叫來裴弋山有兩層意思,一是想耀萊投錢,總得帶人現場考察,二是想跟他聊聊心里話,關于嫁女兒的。
董事會成員大部分是有意向投建物流產業園的,祝國行本人更支持裴弋山娶舒悅。
他現在和舒軍關系友好,大有一起再展宏圖的想法。
但裴弋山心里清楚,本質上,祝國行是想為家里那三個小的鋪路。
如今,他和祝國行的關系,說明白些,是臺前的傀儡,和臺下的傀儡師。
那場海難事故的受害者不僅僅是祝國行的小女兒祝思月。
還有大兒子祝思凱。
三個人一起出海,最后卻只有裴弋山一個人活著回來。
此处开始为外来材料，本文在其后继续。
PR #587, opened 2021-09-06
Fix segment indices

bamx23:
There was an issue with `segmentRangesByStep` having the wrong range for the arrival step. Instead of being empty, it had the length of 2 as the arrival step in real responses has a geometry that is a line with the same two points (zero-length line).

任誰看了都會覺得這是養子設計好的一場謀殺,祝國行因此將裴弋山掃地出門。
裴弋山記得他被趕出祝家那一天。
明明電視劇里這種時候都應該下著暴雨,可那天的天氣竟然該死的清朗。
時年二十四歲的他站在那棟高大的房子前,胖胖的保姆阿姨把行李全部打包進兩個箱子,推給他,抱歉地搓著手,說這是??偟囊馑?,發生了這樣悲慘的事,祝總難過也是沒辦法,讓他不要責怪祝總。
他很想說些什么,但太陽太刺眼了,他眩暈得講不出話。
后來祝國行很快便把養在外面的一個私生子帶回了家。那個孩子八歲。
緊接著第二年,祝國行破除了對亡妻終生不再娶的誓言,迎了一個只比裴弋山大三歲的女人進門,并于年末再次喜得了一對雙生兒子。
人是善變的。利益是試金石。
祝國行有了新的后代,才肯反思昔日“父子情誼”,用利益將他召回來,綁上自己的船。
畢竟祝國行已經快六十歲。保養得再得當,身體機能總是一天天朝下的,不服老不行。說到底,父子情是幌子,裴弋山與他,是相互利用,各取所需。
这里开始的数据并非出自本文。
PR #588, opened 2021-09-08
Don't append service sku token if it doesn't match access token used …

S2Ler:
…in the Directions request

### DIFF
--- a/Sources/MapboxDirections/DirectionsCredentials.swift
+++ b/Sources/MapboxDirections/DirectionsCredentials.swift
@@ -26,7 +26,12 @@ public struct DirectionsCredentials: Equatable {
         #if !os(Linux)
         guard let mbx: AnyClass = NSClassFromString("MBXAccounts") else { return nil }
         guard mbx.responds(to: Selector(("serviceSkuToken"))) else { return nil }
-        return mbx.value(forKeyPath: "serviceSkuToken") as? String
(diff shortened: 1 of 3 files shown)


Sources/MapboxDirections/DirectionsCredentials.swift
```diff
@@ -26,7 +26,12 @@ public struct DirectionsCredentials: Equatable {
         #if !os(Linux)
         guard let mbx: AnyClass = NSClassFromString("MBXAccounts") else { return nil }
         guard mbx.responds(to: Selector(("serviceSkuToken"))) else { return nil }
-        return mbx.value(forKeyPath: "serviceSkuToken") as? String
+        guard let serviceSkuToken = mbx.value(forKeyPath: "serviceSkuToken") as? String,
+              let serviceAccessToken = mbx.value(forKeyPath: "serviceAccessToken") as? String,
```
Udumft, line 30: What should happen if `serviceSkuToken` is `nil` while `serviceAccessToken` is present?

Udumft, line 30: What should happen if `serviceSkuToken` is `nil` while `serviceAccessToken` is present?

S2Ler: return nil token.

Udumft (approved):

拋去那些“為你好”的彩頭,祝國行撮合裴弋山的真正心思,大抵是不愿他孑然一身,肆意妄為。
建立家庭是最便捷的維穩方式。
跟了祝國行這么些年,裴弋山對他實在太過了解。
祝國行不想看他那么不穩定。
綏市的招商局很熱情,幾天的行程,安排得滿滿當當。
參觀了好些地方,紀念館、市內物流標桿項目、鐵道研究院……再就是座談會議,商務宴飲。工作方面沒得說,園區建設及后續運營成本初步核算下來,投入沒有超過裴弋山心中的閾值,是可以嘗試的項目。